Stored data entries
PR #279, opened 2019-04-12
Update changelogs for 0.13.0

davidapgar:


swift/CHANGELOG.md
```diff
@@ -1,6 +1,12 @@
 Change Log
 ==========
 
+## Version 0.13.0
+
+_2019-4-12_
+
+ * Don't allow `AnyScreen` to wrap itself.
```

• What is expected:
All lines from the one with "Update changelogs for 0.13.0" through the end of the records need to be copied exactly, and no other lines.

• Finished exercise:
Update changelogs for 0.13.0

davidapgar:


swift/CHANGELOG.md
```diff
@@ -1,6 +1,12 @@
 Change Log
 ==========
 
+## Version 0.13.0
+
+_2019-4-12_
+
+ * Don't allow `AnyScreen` to wrap itself.
```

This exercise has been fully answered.